Here is the preliminary auction list. There are one or two vendors' plants that aren't here as they will be picked up at an open house tomorrow afternoon and brought directly to the auction on the next day/sunday. I did a spelling check, but there may be a few that I didn't know and need fixing. If anyone really really has to have one of these plants, let me know and I can bid on it for you; just let me know which one and your highest bid. .. don't expect any help for bidding on the yellow disa uniflora :ninja:

Check out the list of Neofinetias! I have no idea if the spelling for those varieties is correct, however :rollhappy: If you know the correct spelling for some of the neo names or know what they are, please post corrections here, thanks!

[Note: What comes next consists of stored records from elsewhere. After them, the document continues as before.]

PR #866, opened 2018-11-16
am_analyze.c: Fix compilation under MS VS 2015/2017

winterrace:
MS environment does not provide <unistd.h>.

I chose an equivalent solution than already present in rtl_433.h


zuckschwerdt:
Thanks!

PR #881, opened 2018-11-22
Fix automake build.

kukabu:
Fixes: 0daff85 ("Add a conf file parser (#790)")
Signed-off-by: Michael Tatarinov <kukabu@gmail.com>


kukabu:
I think it would be great to add Travis CI for checking such trivial bugs.

zuckschwerdt:
Thanks! This should be caught by the ./maintainer_update.py -- but I forgot to run that :/

PR #1639, opened 2021-01-31
fineoffset WH0290 minor improvements

### LINKED ISSUE #1638: WH0290 minor improvement suggestion
@harpchad   @peteakalad Thanks for your WH0290 work.

Minor suggestions:
  *  b[0] is not checked or printed.   It seems like it is family and is supposed to be 0x8d.   I would think that either it should be printed, or it should be checked and fail the match if not, but I may be missing something.  (In general I am a fan of for every bit, either insist it have some value to match, or if not decode it, even if it's just putting the bit in an unknown field.)
  * The upper bit of battery MSB is not checked or printed.   Would suggest "ub1".
  * The bitbench example shows "Bat_MSB:1d  Bat_LSB:2d" but that is 110 or 6 which is 1.2, and that seems odd and not matching what is supposed to be.
  * Something seems strange with the "PM10" field.  In my data (only a bit so far), it seems that PM10 = PM2.5 +1, and I see that in the examples.   I wonder if that's another form of coding and not PM10, or if people are seeing different values.   I don't have a crisp suggestion for figuring this out.

gdt:
This pull request has two not-really-related commits to the WH0290 decoder
  * improve comments
  * decode family and the unknown bit, to aid in future understanding

For what it's worth, I am seeing family=65 unknown1=0 with an EcoWitt WH41.

Resolves #1638.

### DIFF
--- a/src/devices/fineoffset.c
+++ b/src/devices/fineoffset.c
@@ -385,7 +385,9 @@ static int fineoffset_WH0290_callback(r_device *decoder, bitbuffer_t *bitbuffer)
     }
 
     // Decode data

I took off the names of the people/vendors who donated each group, as I didn't know/ask if it was okay to publicly post their names. Some donators were private citizens and some are known here

Cynorkis fastigiata
Den. kingianum
Masdevallia floribunda
Pleurothallis palliolata
Stelis species mini (Brazil)


Zootrophion atropurpureum “Adam”
Holcoglossum wangii
Masdevallia Angel Fling
Osmoglossum pulchellum
Dimerandra stenopetala
Dracula lotax
Pleurothallis stricta


Onc. maculatum
Anguloa tuckeri
Laelia purpurata v. carnea
Onc. maduroi
Acineta superba
Holcoglossum kimballianum
Ascocentrum pumilum
Holcoglossum wangii


Rstp. antennifera ‘Brick Red’
Rstp. antennifera var. punteada [IN FLOWER]
Masd. cosmia [IN FLOWER]
Rstp. brachypus
Rstp. tsubotae


B. ambrosia
Cirr. Short Changed
Denclm magnum
Max. uncata
Bulb. Crown Point
Max. Sharp
Max. Embre
Cycnodes Wine Delight ‘JEM’
Denclm cobbianum
Bulb. cocoinum
Sigmatostalix radicans
Catasetum Boltii (tenebrosum X Burnt Sugar)
(Paph. Supersuk ‘Eureka’ X Paph Raisin Pie “Hsinying’) X sibling
Paph. hainanense X Paph. wolterianum
Denclm tenellum
Pot. Little Fortune #15


Ascf. Kaori (Ascf. Cherry Blossom ‘Orchid Classic’ X Neo. falcata v. Amani ‘Classic White Giant’)
Neofinetia falcata ‘Kinroukaku’ – golden leaves [IN BUD]
Neofinetia falcata ‘Kisyuryuku’ (is this Kisyusekko or Kisyu Ryokufu ?)
Neofinetia falcata 'Hoshi Guruma' [IN BUD]
Neofinetia falcata ‘Amharibem’ (Awaharibeni ?)
Neofinetia falcata ‘Otaka Maru’ [IN BUD]
Neofinetia falcata ‘Orihime’
Neofinetia falcata ‘Risshiden’- white
Neofinetia falcata ‘Shojyo’ – pink
Neofinetia falcate ‘Hakuun’ [IN BUD]


Diplocaulobium aratriferum
Masdevallia Sunset Jaguar ‘Psychedelic Sunset’ HCC/AOS
Masdevallia Sunset Jaguar ‘Regal Cat’ AM/AOS
Dendrobium (obtusisepalum x constrictum)
Dendrochilum wenzelii
Porroglossum echidna ‘Spike’


Disa Uniflora 
Calanthe Kozu hybrid #4
Calanthe Kozu hybrid #6
Disa uniflora Rainbow X California Gold
Coelogyne moreana ‘Brockhurst’
Coelogyne cristata
Dendrobium Delicatum
Masdevallia coriacea
Masdevallia mystica
Pleurothallis palliolata
Den. kingianum (Yond’s red X Kennedy) [IN FLOWER}
Den. kingianum ‘Kirrawee’ [IN FLOWER]
Masdevallia barleana
Arpophyllum alpinum
5 Silver Bookmarks (very nice, not orchidy but doesn't matter  )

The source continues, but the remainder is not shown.